I also prefer making pie crust by hand than in the food processor. This is another controversial stance, but the thing is, if you do it in the food processor sometimes you over-mix it and it's tough and then your family criticizes your pie crust at Thanksgiving dinner even though it still *tastes* fine and you made two fucking pies, thank you very much. Anyway, if you make it by hand that almost never happens because you can feel when it's right and don't over-mix it and it's tender and flaky and perfect. As always, be sure to chill your dough thoroughly, and remember that blind-baking is essential here.

(I use dried beans as pie weights; the same ones, once cooled, return to a ziplock labeled "pie weights")

The curd is also very different from the curd I usually make. I followed the recipe and it came out nicely but I did two things a little differently. I like a LOT of sharp lemony goodness in my curd so I used 3 lemons instead of two and just cut the water. It is *very* sharp that way. I tried it with the exact recipe too, and it was lovely but not quite as sharp as I like it. If I do it again maybe 2.5. 

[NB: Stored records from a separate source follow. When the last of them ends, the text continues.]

PR #68, opened 2026-03-25
feat: interface wiring + display

### LINKED ISSUE #36: feat(rewrite): interface wiring + display
Part of #30. Makes rewrite mode visible to users.

## Scope

**`interface/anonymizer.py`**:
- Add `rewrite_runner: RewriteWorkflow | None = None` to `__init__`
- Default-construct `RewriteWorkflow` with all 6 sub-workflows when not injected
- `_run_internal`: call `self._rewrite_runner.run()` when `config.rewrite is not None`
- `_rename_output_columns`: rename `COL_REWRITTEN_TEXT` → `{text_col}_rewritten`
- `_build_user_dataframe`: expose `{text_col}_rewritten`, `utility_score`, `leakage_mass`, `any_high_leaked`, `needs_human_review`
- Detection call: explicitly pass `compute_grouped_entities=True` when rewrite mode (ensures `COL_ENTITIES_BY_VALUE` available for replacement map step)

**`interface/display.py`**:
- `render_record_html`: detect rewrite mode by presence of `{text_col}_rewritten` column, dispatch to `_render_rewrite_html`
- `_render_rewrite_html`: four sections — Original (with entity highlights), Rewritten, Scores (`utility_score`, `leakage_mass`, `needs_human_review` badge, judge scores if present), Entity disposition table
- Existing replace-mode rendering unchanged

**Tests**:
- `tests/interface/test_anonymizer_interface.py`: rewrite path calls `_rewrite_runner.run()`, output includes `{text_col}_rewritten` + score columns, failed records merged
- `tests/interface/test_display.py`: rewrite mode shows rewritten section + scores, replace mode unchanged

## Acceptance criteria
- [ ] `AnonymizerConfig(rewrite=Rewrite())` produces `{text_col}_rewritten` in `result.dataframe`
- [ ] `utility_score`, `leakage_mass`, `any_high_leaked`, `needs_human_review` in `result.dataframe`
- [ ] Internal `_`-prefixed rewrite columns only in `result.trace_dataframe`
- [ ] `display_record()` shows rewrite-mode layout for rewrite results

I also didn't take a picture of it, and it's not in the recipe, but I HIGHLY recommend straining your lemon curd before it goes into the pie crust. There are little bits of eggs sometimes, and I like the velvety smoothness of a curd without the texture of the lemon zest, and since I upped the zest and lemon juice, it's definitely not necessary for the taste.

Also, this pie has instructions for when, while making this pie, to tie up and torture a loved one but one thing that isn't specifically stated in the recipe but IS explicitly stated in the book is to ensure that you don't let your curd cool before topping with the meringue. 

"The trick," he explained, "is not letting your curd get cool." He put the two bowls down on the table beside me. "You sometimes get this weird wet layer between the lemon and the meringue, but if the curd is still warm then it cooks the meringue from the bottom so the layers stick together better."

So I made sure to listen to Toby, because while I've made curd, meringue, and pie crust each many, many times, I have never actually made a lemon meringue pie before. 

OTHER THAN THOSE little adjustments, I followed the recipe (minus Toby's very helpful bondage and torture suggestions, but perhaps another time) and made the pie. It was delightful. My friend and I ate the whole thing in shockingly short order. 

So, if you haven't already... go buy or borrow the book and bake your own lemon meringue pie, and let me know if Toby successfully converts you you to #TeamLMP.